**EXERCISE**: Exactly the lines from the top of the records below through the one containing "This improves the" must be set down, with no line added or dropped.

Collection entries
Issue #2894, opened 2023-03-28
Viewing the amr-uom-brit repo in the staff area doesn't work


lucyb:
See https://jobs.opensafely.org/staff/repos/https%253A%252F%252Fgithub.com%252Fopensafely%252Famr-uom-brit/ (or rather don't, because it eventually returns an error)

The repo appears to be okay on github https://github.com/opensafely/amr-uom-brit

ghickman:
Locally this is doing 43 queries in 16469ms locally which explains why we're hitting a gunicorn timeout in prod.

It's the workspace building function triggering the `users` query on each iteration of the workspaces.  I'll switch this to cache the users via a lookup table for the workspace function.

ghickman:
Closing this one as I don't think we're likely to tackle the O(N) queries left but the page is now performant.

PR #2905, opened 2023-03-30
Fix RepoDetail pages with many workspaces

ghickman:
This improves the render time of the staff area's RepoDetail page.  Locally it goes from ~16800ms (43 queries in ~15900ms) to ~875ms (43 queries in ~127ms).  As the final commit details it's double filtering of the users which created a more complex query plan which added the extra time.

We're still doing some O(N) queries when we look up the users for a workspace but I've yet to find a way around those.  Given our data model (arrows are the many side of the relationships):

                    ┌─────────┐
                    │         │
                    │ Project │
                    │         │
                    └────┬────┘
                         │
                         │
                         │
                         │
                         │
     ┌──────┐      ┌─────▼─────┐
     │      │      │           │
     │ Repo ├──────► Workspace │
     │      │      │           │
     └──────┘      └─────┬─────┘
                         │
                         │
                         │
                         │
                         │
                   ┌─────▼──────┐     ┌──────┐
                   │            │     │      │
                   │ JobRequest ◄─────┤ User │
                   │            │     │      │
                   └────────────┘     └──────┘

We're trying to get a set of users who have created a job request for a given workspace, in the QuerySet of all workspaces for the given repo.  We can prefetch this relationship with `prefetch_related("job_requests__created_by")`, but when we come to iterate the workspaces we're still the wrong side of the JobRequest M-1 User relationship.

I've tried to get fancy with something like `Prefetch("job_requests__created_by", to_attr="job_creators")` but the lack of `job_creators` on the workspaces makes me think that isn't working.

Are we happy with a middle ground of speed up and coming back to this later?

Ref: #2894

### DIFF
--- a/staff/views/repos.py
+++ b/staff/views/repos.py
@@ -57,6 +57,22 @@ class RepoDetail(View):
 
         return "; ".join({build_contact(w.created_by) for w in workspaces})
 
+    def build_dates(self, api_repo, projects):
+        jobs = Job.objects.filter(
+            job_request__workspace__project__in=projects
+        ).annotate(first_run=Min(Least("started_at", "created_at")))
+
+        first_job_ran_at = ran_at(jobs.order_by("first_run").first())
+        last_job_ran_at = ran_at(jobs.order_by("-first_run").first())
+        twelve_month_limit = first_job_ran_at + timedelta(days=365)
+
+        return {
+            "first_job_ran_at": first_job_ran_at,
+            "last_job_ran_at": last_job_ran_at,
+            "repo_created_at": api_repo["created_at"],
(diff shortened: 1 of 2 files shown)


lucyb (approved):
Nice!

Thank you for explaining the final commit with the very small, yet no doubt very complicated, change. I think you've also made it easier to read the code by removing the extra query. I also like the refactoring bits; they make it easier to see what's happening in the get() method.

**ANSWER SECTION**:
Issue #2894, opened 2023-03-28
Viewing the amr-uom-brit repo in the staff area doesn't work


lucyb:
See https://jobs.opensafely.org/staff/repos/https%253A%252F%252Fgithub.com%252Fopensafely%252Famr-uom-brit/ (or rather don't, because it eventually returns an error)

The repo appears to be okay on github https://github.com/opensafely/amr-uom-brit

ghickman:
Locally this is doing 43 queries in 16469ms locally which explains why we're hitting a gunicorn timeout in prod.

It's the workspace building function triggering the `users` query on each iteration of the workspaces.  I'll switch this to cache the users via a lookup table for the workspace function.

ghickman:
Closing this one as I don't think we're likely to tackle the O(N) queries left but the page is now performant.

PR #2905, opened 2023-03-30
Fix RepoDetail pages with many workspaces

ghickman:
This improves the render time of the staff area's RepoDetail page.  Locally it goes from ~16800ms (43 queries in ~15900ms) to ~875ms (43 queries in ~127ms).  As the final commit details it's double filtering of the users which created a more complex query plan which added the extra time.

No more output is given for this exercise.